One of the scientists interviewed gets this.
Marks' paper warns of "aggressive marketing" of fMRI scans by intelligence-contractor types as "lie detector" substitutes that could be used to select candidates for "enhanced interrogation" if their fMRI indicates potential deception under ordinary interrogation. 
And he offered what I thought was one of the wisest responses to the debate over the existence of evil (and thus free will): 
What he suggested is that we ought to act as if we had free will to choose good or evil.
That happens to be Kant's solution to the problem as well, from the Groundwork to the Metaphysics of Morals. "I say every being that cannot act except under the idea of freedom is just for that reason in a practical point of view really free[.]" Well, in order to act to change the system, you must have the idea that you are free to act to change the system.

The second way in which the argument is self-refuting is the one in which the rejection of evil produces very clear examples of evil. The reviewer is clear about this in spite of himself.
He actually goes so far as to say, "Some people will need to be taken off the streets," on the basis of their fMRIs, "for a longer time (even a life time)." Neuroscientific totalitarianism invades your brain! The ultimate panopticon. No one seemed to notice or to care. It's science! 
No mention of constitutional rights or preemptive detention or the Orwellian implications of this for radical dissenters, say, those whose rage against injustice might need to be toned down in the brain gyms. 
I hesitate to say it, but these are evil ideas.
So the concept refutes itself insofar as it suggests an action we should not be able to take if the concept is actually true; and the concept refutes itself in that it produces clear examples of what it denies exist.  Dr. Gray and the others following this line are simply mistaken.

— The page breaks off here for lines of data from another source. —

PR #2197, opened 2022-08-10
enable: access-only flag for usecases where auto-install is undesired

orndorffgrant:
## Test Steps

run new integration tests

## Desired commit type

## Checklist

### DIFF
--- a/docs/source/howtoguides/enable_realtime_kernel.md
+++ b/docs/source/howtoguides/enable_realtime_kernel.md
@@ -1,0 +1,62 @@
+# How to enable Real-Time Kernel
+
+> **Warning**:
+> Real-Time Kernel is currently in beta.
+
+Real-Time Kernel is supported only on 22.04. For more information on it,
+please see https://ubuntu.com/realtime-kernel
+
+## Enable and auto-install
+
+To enable it through UA, please run:
+
+```console
+$ sudo ua enable realtime-kernel --beta
+```
+
+You'll need to acknowledge a warning and then you should see output like the following, indicating that the Real-Time Kernel package has been installed.
+
+```
+One moment, checking your subscription first
+The real-time kernel is a beta version of the 22.04 Ubuntu kernel with the
+PREEMPT_RT patchset integrated for x86_64 and ARM64.
+
+This will change your kernel. You will need to manually configure grub to
+revert back to your original kernel after enabling real-time.
+
+Do you want to continue? [ default = Yes ]: (Y/n) yes
+Updating package lists
+Installing Real-Time Kernel packages
+Real-Time Kernel enabled
+A reboot is required to complete install.
+```
+
+After rebooting you'll be running the Real-Time Kernel!
+
+## Enable and manually install
+
+> **Note**
+> The --access-only flag is introduced in version 27.11
+
+If you would like to enable access to the Real-Time Kernel apt repository but not install the kernel right away, use the `--access-only` flag while enabling.
+
+```console
+$ sudo ua enable realtime-kernel --beta --access-only
+```
+
+With that extra flag you'll see output like the following:
+
+```
+One moment, checking your subscription first
+Updating package lists
+Skipping installing packages: ubuntu-realtime
+Real-Time Kernel access enabled
+```
+
+To install the kernel you can then run:
+
+```console
+$ sudo apt install ubuntu-realtime
+```
+
+You'll need to reboot after installing to boot into the Real-Time Kernel.
--- a/features/attached_enable.feature
+++ b/features/attached_enable.feature
@@ -28,6 +28,26 @@ Feature: Enable command behaviour when attached to an Ubuntu Pro subscription
             | xenial  |
             | bionic  |
 
+    @series.xenial
+    @series.bionic
+    @uses.config.machine_type.lxd.container
+    Scenario Outline: Enable cc-eal with --access-only
+        Given a `<release>` machine with ubuntu-advantage-tools installed
+        When I attach `contract_token` with sudo
+        When I run `pro enable cc-eal --access-only` with sudo
+        Then I will see the following on stdout:
+        """
+        One moment, checking your subscription first
+        Updating package lists
+        Skipping installing packages: ubuntu-commoncriteria
+        CC EAL2 access enabled
+        """
+        Then I verify that running `apt-get install ubuntu-commoncriteria` `with sudo` exits `0`
+        Examples: ubuntu release
+            | release |
+            | xenial  |
+            | bionic  |
+
     @series.focal
     @series.jammy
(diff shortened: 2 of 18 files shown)


lucasmoura (commented):
@orndorffgrant we might have a problem with this flag for some services. For example, either `fips` or `livepatch` is now show as enabled after we run the enable command with the access flag. Maybe we could restrict which services are allowed to have that of enablement

orndorffgrant:
@lucasmoura I think that's a good idea, and we can include the list of services that support that in the help text.

Which services should support it? I'm thinking
- cc-eal
- cis/usg
- fips
- fips-updates
- realtime-kernel

fips(-updates) should probably have different messaging when the access-only flag is passed, and fips status on containers should probably check the versions of the mandatory packages.

So maybe fips support for --access-only can be a low prio follow up PR?

lucasmoura:
@orndorffgrant I just re-read my last comment and it was terribly written :facepalm: Sorry for that.
But I think I am missing your point for `fips` and `livepatch`. The current issue that I see is that on `fips`  we will not install the metapackage and we will never have the proc file we check to see if the service is enabled. I agree that this will not be a problem on a container, but it will for the other instances types we support.

Livepatch has the same issue with the `canonical-livepatch` missing, since we will not be able to run the status command for livepatch.

So in my opinion, we should exclude those services from that feature.

orndorffgrant:
@lucasmoura I think I understood your message, but I didn't properly explain my message :upside_down_face:.

To respond directly to your points:
> The current issue that I see is that on fips we will not install the metapackage and we will never have the proc file we check to see if the service is enabled.

Yep, so fips on a vm will show as "disabled" if --access-only is passed - which I think would be correct, but is confusing. This is a good argument to not allow `pro enable fips --access-only`. (or at least we would need to do more work to make the UX understandable and consistent if we want to support that).

> this will not be a problem on a container

I was trying to say that I think this is also a problem for fips on containers, because `pro enable fips --access-only` on a container will result in a fips status of `enabled`, even though none of the fips packages are installed - which is misleading. This is another good argument to not allow `pro enable fips --access-only`. (As an aside: I think fips status on containers should be smarter and actually check that fips versions of the core fips packages are installed. we may even want to check the kernel proc file on containers too)

> Livepatch has the same issue with the canonical-livepatch missing, since we will not be able to run the status command for livepatch.

The current implementation doesn't affect livepatch at all. It is implemented in `repo.py`. I can't think of a way to enable "access only" for livepatch, so I don't think this option should be allowed for livepatch either.


So --access-only should not work for fips, fips-updates, or livepatch. It can return an error.

So if we're going to allowlist the services that support `--access-only`, which services go in that list?

Some services don't and likely never will auto-install packages (esm and ros), so they probably shouldn't go in the list.
Per above, livepatch doesn't really make sense here.
Per above, fips/fips-updates have some UX issues. I would like to support `pro enable fips --access-only` but I think that's not necessary for now.

So that only leaves:
- cc-eal
- cis/usg
- realtime-kernel

does that sounds like a good list of services to support --access-only @lucasmoura ?

lucasmoura:
@orndorffgrant Yes, totally agree with the selected list and the rationale you presented. I also agree we can improve on how we check the status of `fips` on containers, good call there

uaclient/actions.py
```diff
@@ -113,8 +114,20 @@ def enable_entitlement_by_name(
...
+        access_only=access_only,
     )
+    if not entitlement.supports_access_only and access_only:
+        msg = messages.ENABLE_ACCESS_ONLY_NOT_SUPPORTED.format(
+            service=entitlement.title
+        )
+        raise exceptions.UserFacingError(
+            msg=msg.msg,
+            msg_code=msg.name,
+        )
```
lucasmoura, line 130: This is just an idea, but could make this check inside the `can_enable` method. I think this would be better since we might not use the `actions` module in the future

orndorffgrant: thats a good idea, I'll move it there!

orndorffgrant: @lucasmoura updated!

uaclient/entitlements/base.py
```diff
@@ -346,6 +352,17 @@ def can_enable(self) -> Tuple[bool, Optional[CanEnableFailure]]:
                     ),
                 )
 
+        if not self.supports_access_only and self.access_only:
```
lucasmoura, line 355: I think we can also add an unittest for this scenario

lucasmoura (commented):
@orndorffgrant I think we should just add a how to guide for this feature and I think it should be good to go

orndorffgrant:
@lucasmoura I integrated this feature into the how to guide for enabling cc-eal and I added a how to guide for enabling realtime-kernel, including the use of this flag.

I didn't include it in the cis/usg guide because the flag only makes sense for cis and not usg. So to add this flag to that document, it would require breaking up that document into two separate howtoguides for cis and usg. That felt unnecessary right now, because I think the most important documentation is that its use with realtime-kernel is explained.

features/attached_enable.feature
```diff
@@ -28,6 +28,25 @@ Feature: Enable command behaviour when attached to an Ubuntu Pro subscription
...
+    Scenario Outline: Enable cc-eal with --access-only
+        Given a `<release>` machine with ubuntu-advantage-tools installed
+        When I attach `contract_token` with sudo
+        When I run `pro enable cc-eal --access-only` with sudo
+        Then I will see the following on stdout:
+        """
+        One moment, checking your subscription first
+        Updating package lists
+        Skipping installing packages: ubuntu-commoncriteria
+        CC EAL2 access enabled
```
renanrodrigo, line 43: do you think it would be beneficial to include in the tests another command making sure that installing the package works after enabling with --access-only?

uaclient/entitlements/realtime.py
```diff
@@ -1,9 +1,13 @@
-from typing import Tuple
+from typing import Optional, Tuple  # noqa: F40`
```
renanrodrigo, line 1: `F401`?

renanrodrigo (approved):
looks great!
just a couple small things

uaclient/entitlements/realtime.py
orndorffgrant: oops! will fix

features/attached_enable.feature
orndorffgrant: good idea!

docs/source/howtoguides/enable_realtime_kernel.md
```diff
@@ -0,0 +1,62 @@
+# How to enable CC EAL
```
orndorffgrant, line 1: oops

orndorffgrant:
updated! we'll let CI pass before merging

PR #2198, opened 2022-08-12
messaging: rewrite apt and motd messages

orndorffgrant:
## Test Steps

Use new integration tests

## Desired commit type

## Checklist


lucasmoura (commented):
@orndorffgrant I think we should also update the `apt_messages` doc here

features/apt_messages.feature
```diff
@@ -0,0 +1,328 @@
...
+        Building dependency tree...
+        Reading state information...
+        Calculating upgrade...
+        The following security updates require Ubuntu Pro with 'esm-infra' enabled:
+          .*
+        Learn more about Ubuntu Pro for 16\.04 at https:\/\/ubuntu\.com\/16-04
+        0 upgraded, 0 newly installed, 0 to remove and 0 not upgraded\.
+        """
+        When I attach `contract_token` with sudo
+        When I run shell command `apt-get upgrade || true` with sudo
```
lucasmoura, line 122: Why do we need the `|| true` here ?

features/staging_commands.feature
```diff
@@ -30,53 +30,6 @@ Feature: Enable command behaviour when attached to an Ubuntu Pro staging subscri
         \s*\*\*\* .* 500
         \s*500 https://esm.staging.ubuntu.com/apps/ubuntu <release>-apps-security/main amd64 Packages
         """
-        When I run `mkdir -p /var/lib/ubuntu-advantage/messages` with sudo
```
lucasmoura, line 33: I think I am missing something, but why are we removing that part of the test ?

features/apt_messages.feature
orndorffgrant: ah this was a quick hack to run apt-get upgrade without providing stdin and without actually upgrading.

I'll replace it by just using the --dry-run flag

features/staging_commands.feature
orndorffgrant: The new tests test the full process of creating the messages and the apt hook filling in these variables. So I didn't think we needed these anymore, which only test how the apt hook fills in variables and concatenates files.

But I can add them back if we think they add value!

lucasmoura: Fair enough, just wanted to double check. No problem removing that

lucasmoura (approved):

features/apt_messages.feature
```diff
@@ -0,0 +1,328 @@
...
+        Then stdout matches regexp:
+        """
+        Reading package lists...
+        Building dependency tree...
+        Reading state information...
+        Calculating upgrade...
+        The following security updates require Ubuntu Pro with 'esm-infra' enabled:
+          .*
+        Learn more about Ubuntu Pro for 16\.04 at https:\/\/ubuntu\.com\/16-04
+        0 upgraded, 0 newly installed, 0 to remove and 0 not upgraded\.
```
orndorffgrant, line 119:
```suggestion
        Reading package lists...
        Building dependency tree...
        Reading state information...
        Calculating upgrade...
        The following package was installed but can be removed:
          package1 package2...
        run autoremove
        The following security updates require Ubuntu Pro with 'esm-infra' enabled:
          package1 package2 package3 package4
        Learn more about Ubuntu Pro for 16\.04 at https:\/\/ubuntu\.com\/16-04
        The following packages will get upgraded:
          package1 package2
        0 upgraded, 0 newly installed, 0 to remove and 0 not upgraded\.
```
@lechsandecki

That is not to say that the Enlightenment view can be recovered in the wake of what we have learned about neuroscience.  I think it cannot be; it is clear that both sub/pre-conscious decisions are often made, and that we are much more informed by the physical nature of our surroundings than was obvious previously.

Yet it is also clear -- follow the third link above for the argument -- that we do make decisions consciously that inform these pre/sub-conscious processes.  We do have some degree of mastery over our fate, at least some free will.  What does that mean?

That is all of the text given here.